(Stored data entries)

********************

PR #2397, opened 2020-04-10
vsis3 compatibility

normanb:
## What does this PR do?

This PR provides compatiblity with the `vsis3` prefix used in Rasterio. It also provides a fix for setting the metadata in FlushCache when using s3.

As TileDB can perform updates directly on s3 I removed the error check in `vsicurl`, if this should be retained then I can make the changes required to add a conditional compilation.

I was testing with Rasterio so I haven't added a GDAL specific test case here.

### DIFF
--- a/gdal/frmts/tiledb/tiledbdataset.cpp
+++ b/gdal/frmts/tiledb/tiledbdataset.cpp
@@ -141,6 +141,18 @@ class TileDBRasterBand final: public GDALPamRasterBand
 
 };
 
+static CPLString vsi_to_s3( const char* pszUri )
+{
+    CPLString osUri;
+
+    if ( STARTS_WITH_CI( pszUri, "/VSIS3/") )
+        osUri.Printf("s3://%s", pszUri + 7);
+    else
+        osUri = pszUri;
+
+    return osUri;
+}
+
 /************************************************************************/
 /*                             SetBuffer()                              */
 /************************************************************************/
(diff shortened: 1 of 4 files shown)


rouault:
> As TileDB can perform updates directly on s3 I removed the error check in `vsicurl`, if this should be retained then I can make the changes required to add a conditional compilation.

I don't understand this part, but this change is inappropriate. VSIFOpenL("/vsicurl/something", "wb") is definitely not possible. Sequential writing to /vsis3/ (but not random writing) is possible, but this shouldn't go through VSICurlFilesystemHandler::Open()

normanb:
The TileDB driver will write a new fragment to an array on S3 so updates are supported directly on S3.

I am requesting `r+` which fails this check. I will spend some more time on debugging the path and update this PR and keep the check.

gdal/frmts/tiledb/tiledbdataset.cpp
```diff
@@ -1904,20 +1919,24 @@ TileDBDataset::Create( const char * pszFilename, int nXSize, int nYSize, int nBa
         GDALDataType eType, char ** papszOptions )
 
 {
+    const char* pszBlockXSize = CSLFetchNameValue( papszOptions, "BLOCKXSIZE" );
```
rouault, line 1922: frmts/tiledb/tiledbdataset.cpp:1922,style,unreadVariable,Variable 'pszBlockXSize' is assigned a value that is never used.

normanb: Thanks, leftover debug. I have updated the PR.

rouault:
Can you rework your commit titles so they are more explicit ?

rouault:
The second commit "Only scan for other drivers if a driver is not specified " would be even better titled as "QuietDelete: support expliciting the drivers to use", and it includes a TileDB change that should have gone in the previous TileDB specific commit.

********************

Without changing a word, print all of the entries above.

Answer to the exercise:
PR #2397, opened 2020-04-10
vsis3 compatibility

normanb:
## What does this PR do?

This PR provides compatiblity with the `vsis3` prefix used in Rasterio. It also provides a fix for setting the metadata in FlushCache when using s3.

As TileDB can perform updates directly on s3 I removed the error check in `vsicurl`, if this should be retained then I can make the changes required to add a conditional compilation.

I was testing with Rasterio so I haven't added a GDAL specific test case here.

### DIFF
--- a/gdal/frmts/tiledb/tiledbdataset.cpp
+++ b/gdal/frmts/tiledb/tiledbdataset.cpp
@@ -141,6 +141,18 @@ class TileDBRasterBand final: public GDALPamRasterBand
 
 };
 
+static CPLString vsi_to_s3( const char* pszUri )
+{
+    CPLString osUri;
+
+    if ( STARTS_WITH_CI( pszUri, "/VSIS3/") )
+        osUri.Printf("s3://%s", pszUri + 7);
+    else
+        osUri = pszUri;
+
+    return osUri;
+}
+
 /************************************************************************/
 /*                             SetBuffer()                              */
 /************************************************************************/
(diff shortened: 1 of 4 files shown)


rouault:
> As TileDB can perform updates directly on s3 I removed the error check in `vsicurl`, if this should be retained then I can make the changes required to add a conditional compilation.

I don't understand this part, but this change is inappropriate. VSIFOpenL("/vsicurl/something", "wb") is definitely not possible. Sequential writing to /vsis3/ (but not random writing) is possible, but this shouldn't go through VSICurlFilesystemHandler::Open()

normanb:
The TileDB driver will write a new fragment to an array on S3 so updates are supported directly on S3.

I am requesting `r+` which fails this check. I will spend some more time on debugging the path and update this PR and keep the check.

gdal/frmts/tiledb/tiledbdataset.cpp
```diff
@@ -1904,20 +1919,24 @@ TileDBDataset::Create( const char * pszFilename, int nXSize, int nYSize, int nBa
         GDALDataType eType, char ** papszOptions )
 
 {
+    const char* pszBlockXSize = CSLFetchNameValue( papszOptions, "BLOCKXSIZE" );
```
rouault, line 1922: frmts/tiledb/tiledbdataset.cpp:1922,style,unreadVariable,Variable 'pszBlockXSize' is assigned a value that is never used.

normanb: Thanks, leftover debug. I have updated the PR.

rouault:
Can you rework your commit titles so they are more explicit ?

rouault:
The second commit "Only scan for other drivers if a driver is not specified " would be even better titled as "QuietDelete: support expliciting the drivers to use", and it includes a TileDB change that should have gone in the previous TileDB specific commit.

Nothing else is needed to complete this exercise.